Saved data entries
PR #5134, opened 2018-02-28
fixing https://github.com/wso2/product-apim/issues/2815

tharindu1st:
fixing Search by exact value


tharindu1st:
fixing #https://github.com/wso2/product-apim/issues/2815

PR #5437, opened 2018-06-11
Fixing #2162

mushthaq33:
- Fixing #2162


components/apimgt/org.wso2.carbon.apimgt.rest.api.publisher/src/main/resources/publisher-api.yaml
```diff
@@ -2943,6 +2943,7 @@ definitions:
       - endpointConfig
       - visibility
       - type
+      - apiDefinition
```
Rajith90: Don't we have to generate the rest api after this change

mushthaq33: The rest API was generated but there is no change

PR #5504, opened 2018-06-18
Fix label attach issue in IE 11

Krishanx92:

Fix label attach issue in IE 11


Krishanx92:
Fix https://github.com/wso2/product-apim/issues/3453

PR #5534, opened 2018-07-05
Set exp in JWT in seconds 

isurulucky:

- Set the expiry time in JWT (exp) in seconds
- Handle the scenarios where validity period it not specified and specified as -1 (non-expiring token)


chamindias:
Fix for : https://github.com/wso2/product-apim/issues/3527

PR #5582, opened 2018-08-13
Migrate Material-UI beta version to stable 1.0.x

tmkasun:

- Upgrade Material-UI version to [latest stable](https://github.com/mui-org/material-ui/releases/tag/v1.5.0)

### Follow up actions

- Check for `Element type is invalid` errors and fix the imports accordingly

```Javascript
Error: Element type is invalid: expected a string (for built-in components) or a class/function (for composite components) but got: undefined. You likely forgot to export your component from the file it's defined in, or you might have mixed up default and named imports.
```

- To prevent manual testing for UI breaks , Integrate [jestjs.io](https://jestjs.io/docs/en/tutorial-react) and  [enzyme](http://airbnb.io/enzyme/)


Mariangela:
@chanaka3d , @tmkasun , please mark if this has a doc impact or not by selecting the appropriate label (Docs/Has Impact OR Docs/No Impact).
--
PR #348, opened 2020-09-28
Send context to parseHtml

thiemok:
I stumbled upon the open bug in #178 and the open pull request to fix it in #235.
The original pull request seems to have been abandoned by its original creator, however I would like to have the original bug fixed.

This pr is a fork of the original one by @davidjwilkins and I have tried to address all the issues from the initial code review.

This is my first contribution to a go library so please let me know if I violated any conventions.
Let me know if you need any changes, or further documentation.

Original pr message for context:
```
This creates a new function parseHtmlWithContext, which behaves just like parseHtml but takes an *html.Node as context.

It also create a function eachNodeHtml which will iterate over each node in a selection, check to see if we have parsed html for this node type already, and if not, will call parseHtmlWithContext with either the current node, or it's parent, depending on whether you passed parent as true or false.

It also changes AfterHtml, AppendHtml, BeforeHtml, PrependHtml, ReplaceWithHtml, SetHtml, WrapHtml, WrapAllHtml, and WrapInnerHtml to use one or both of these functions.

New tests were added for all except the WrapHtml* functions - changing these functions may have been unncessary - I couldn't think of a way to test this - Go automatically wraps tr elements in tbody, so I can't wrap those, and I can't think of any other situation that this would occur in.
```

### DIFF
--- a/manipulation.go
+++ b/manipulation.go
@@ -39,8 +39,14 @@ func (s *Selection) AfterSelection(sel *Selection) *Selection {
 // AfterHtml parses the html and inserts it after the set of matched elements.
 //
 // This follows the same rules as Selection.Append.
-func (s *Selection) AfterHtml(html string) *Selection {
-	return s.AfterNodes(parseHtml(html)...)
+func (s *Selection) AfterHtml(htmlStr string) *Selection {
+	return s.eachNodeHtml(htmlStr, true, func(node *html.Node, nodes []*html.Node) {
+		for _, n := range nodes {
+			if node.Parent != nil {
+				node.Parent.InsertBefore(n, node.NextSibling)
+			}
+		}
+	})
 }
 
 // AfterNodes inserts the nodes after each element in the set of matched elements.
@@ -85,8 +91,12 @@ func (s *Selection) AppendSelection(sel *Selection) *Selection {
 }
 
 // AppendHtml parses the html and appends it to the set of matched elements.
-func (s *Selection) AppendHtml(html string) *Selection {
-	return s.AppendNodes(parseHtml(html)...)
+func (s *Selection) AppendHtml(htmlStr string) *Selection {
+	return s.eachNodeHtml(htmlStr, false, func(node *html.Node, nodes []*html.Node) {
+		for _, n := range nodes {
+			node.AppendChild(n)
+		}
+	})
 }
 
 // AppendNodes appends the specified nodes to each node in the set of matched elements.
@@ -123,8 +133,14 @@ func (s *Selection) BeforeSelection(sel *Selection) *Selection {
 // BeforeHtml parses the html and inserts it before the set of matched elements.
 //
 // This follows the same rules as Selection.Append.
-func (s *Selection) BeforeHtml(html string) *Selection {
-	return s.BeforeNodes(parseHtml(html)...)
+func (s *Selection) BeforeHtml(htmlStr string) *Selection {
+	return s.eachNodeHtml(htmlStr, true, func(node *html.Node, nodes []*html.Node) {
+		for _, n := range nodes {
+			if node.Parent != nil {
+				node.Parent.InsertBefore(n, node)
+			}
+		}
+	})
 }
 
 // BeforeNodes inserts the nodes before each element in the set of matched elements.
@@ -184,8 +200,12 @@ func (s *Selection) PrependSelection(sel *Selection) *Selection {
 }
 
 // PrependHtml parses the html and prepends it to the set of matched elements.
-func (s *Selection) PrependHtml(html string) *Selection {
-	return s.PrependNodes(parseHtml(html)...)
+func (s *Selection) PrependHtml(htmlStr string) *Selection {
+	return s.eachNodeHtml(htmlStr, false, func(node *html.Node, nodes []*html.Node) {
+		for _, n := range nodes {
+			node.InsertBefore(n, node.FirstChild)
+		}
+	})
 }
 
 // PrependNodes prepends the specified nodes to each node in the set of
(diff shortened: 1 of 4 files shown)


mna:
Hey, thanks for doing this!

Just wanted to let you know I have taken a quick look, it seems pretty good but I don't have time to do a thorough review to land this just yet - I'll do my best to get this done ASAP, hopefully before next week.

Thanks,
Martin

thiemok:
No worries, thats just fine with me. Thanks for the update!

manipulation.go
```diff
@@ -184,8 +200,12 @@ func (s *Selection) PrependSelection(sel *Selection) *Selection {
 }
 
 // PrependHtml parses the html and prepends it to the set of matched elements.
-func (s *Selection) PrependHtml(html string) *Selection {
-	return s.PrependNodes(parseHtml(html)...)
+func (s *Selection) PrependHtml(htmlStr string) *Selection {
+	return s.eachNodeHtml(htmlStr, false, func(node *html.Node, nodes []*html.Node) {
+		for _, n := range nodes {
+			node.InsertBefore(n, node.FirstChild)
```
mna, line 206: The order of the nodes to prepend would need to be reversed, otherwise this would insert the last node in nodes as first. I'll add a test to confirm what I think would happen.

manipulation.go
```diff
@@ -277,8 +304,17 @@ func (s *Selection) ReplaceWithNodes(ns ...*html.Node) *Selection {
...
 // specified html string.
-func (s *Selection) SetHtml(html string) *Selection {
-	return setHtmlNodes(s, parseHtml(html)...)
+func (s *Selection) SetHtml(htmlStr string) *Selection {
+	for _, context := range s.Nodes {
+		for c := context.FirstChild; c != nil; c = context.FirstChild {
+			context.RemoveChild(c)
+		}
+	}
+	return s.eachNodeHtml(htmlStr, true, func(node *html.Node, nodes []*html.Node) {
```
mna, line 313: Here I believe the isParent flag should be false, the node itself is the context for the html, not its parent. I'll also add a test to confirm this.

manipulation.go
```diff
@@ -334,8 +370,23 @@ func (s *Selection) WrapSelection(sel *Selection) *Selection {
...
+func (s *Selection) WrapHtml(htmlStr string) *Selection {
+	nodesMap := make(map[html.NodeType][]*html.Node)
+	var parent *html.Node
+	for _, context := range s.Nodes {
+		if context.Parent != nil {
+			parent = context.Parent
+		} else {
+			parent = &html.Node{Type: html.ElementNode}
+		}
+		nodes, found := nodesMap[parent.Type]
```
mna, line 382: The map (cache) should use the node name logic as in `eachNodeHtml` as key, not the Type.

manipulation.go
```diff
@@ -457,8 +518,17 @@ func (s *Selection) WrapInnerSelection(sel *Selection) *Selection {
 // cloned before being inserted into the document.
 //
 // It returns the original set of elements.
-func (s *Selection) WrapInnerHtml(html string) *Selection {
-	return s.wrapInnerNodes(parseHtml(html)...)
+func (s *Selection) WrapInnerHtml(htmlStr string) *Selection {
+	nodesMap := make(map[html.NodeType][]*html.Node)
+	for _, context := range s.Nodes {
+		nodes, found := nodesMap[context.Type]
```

WORK TO BE COMPLETED —
Return, from the data, each line that has the word "stable" in it.

RESPONSE —
Migrate Material-UI beta version to stable 1.0.x
- Upgrade Material-UI version to [latest stable](https://github.com/mui-org/material-ui/releases/tag/v1.5.0)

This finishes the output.